Currently, only **longitudinal selection** models can be
fitted using `missingHE`

, for which the package provides a
series of customisation options to allow a flexible specification of the
models in terms of modelling assumptions and prior choices. These can be
extremely useful for handling the typical features of trial-based CEA
data, such as non-normality, clustering, and type of missingness
mechanism. This tutorial shows how it is possible to customise different
aspects of longitudinal models using the arguments of each type of
function in the package. Throughout, we will use the built-in dataset
called `PBS`

as a toy example, which is directly available
when installing and loading `missingHE`

in your
`R`

workspace. See the vignette called *Introduction to
missingHE* for an introductory tutorial of each function in
`missingHE`

and a general presentation of the data used in
trial-based economics evaluations.

If you would like to have more information on the package, or would like to point out potential issues in the current version, feel free to contact the maintainer at a.gabrio@maastrichtuniversity.nl. Suggestions on how to improve the package are also very welcome.
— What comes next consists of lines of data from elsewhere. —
PR #2757, opened 2021-05-11
Mobile 3753

crazyserver:


src/addons/messages/pages/group-conversations/group-conversations.html
```diff
@@ -25,21 +25,32 @@
...
+                <ion-item
+                    button
+                    class="ion-text-wrap core-expandable divider"
+                    (click)="toggle(favourites)" sticky="true"
                     [attr.aria-label]="(favourites.expanded ? 'core.collapse' : 'core.expand') | translate"
-                    [attr.aria-expanded]="favourites.expanded" role="heading button">
+                    [attr.aria-expanded]="favourites.expanded"
+                    role="heading"
+                    detail="false"
+                >
```
NoelDeMartin, line 45: I've been looking into the `aria-expanded` attribute and I don't think this is the correct way to use it. As I understand it, it should make reference to the thing that is expanded/collapsed, which in this case is the list below, not this button/header. This can be combined with the `aria-controls` attribute to refer the list by an id, but even in that case the aria attributes should appear on the button, not on the header, so I think we should take another look at how to solve this.

For reference, I've found an aria design pattern that solves this use-case, they call it "Accordion": https://www.w3.org/TR/wai-aria-practices/#accordion

src/addons/calendar/components/calendar/addon-calendar-calendar.html
```diff
@@ -29,58 +29,88 @@ <h3>{{ periodName }}</h3>
...
+                    *ngFor="let day of week.days"
+                    class="addon-calendar-day ion-text-center"
+                    [ngClass]='{
+                        "hasevents": day.hasevents,
+                        "today": isCurrentMonth && day.istoday,
+                        "weekend": day.isweekend,
+                        "duration_finish": day.haslastdayofevent
+                    }'
+                    [class.addon-calendar-event-past-day]="isPastMonth || day.ispast"
+                    role="button cell"
```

A general concern when analysing trial-based CEA data is that, in
many cases, both effectiveness and costs are characterised by highly
skewed distributions, which may cause standard normality modelling
assumptions to be difficult to justify, especially for small samples.
`missingHE`

allows to chose among a range of parametric
distributions for modelling both outcome variables, which were selected
based on the most common choices in standard practice and the
literature. In the context of a trial-based analysis, health economic
outcomes are typically collected at baseline and a series of follow-up
time points. Traditionally, the analysis is conducted at the aggregate
level using cross-sectional effectiveness and cost outcomes obtained by
combining the outcomes collected at different times as this considerably
simplify the analysis task which does not require a longitudinal model
specification. However, such an approach can be justified only when very
limited missing outcome values occur throughout the time period of the
study. When this is not true, then focussing at the aggregate level may
considerably hinder the validity and reliability of the results in terms
of either bias or efficiency. To deal with this problem, then a
longitudinal model specification is reuiquired which allows to make full
use of all observed outcome values collected in the trial while also
being able to specify different missingness assumptions based on the
different missingness patterns observed across the trial period.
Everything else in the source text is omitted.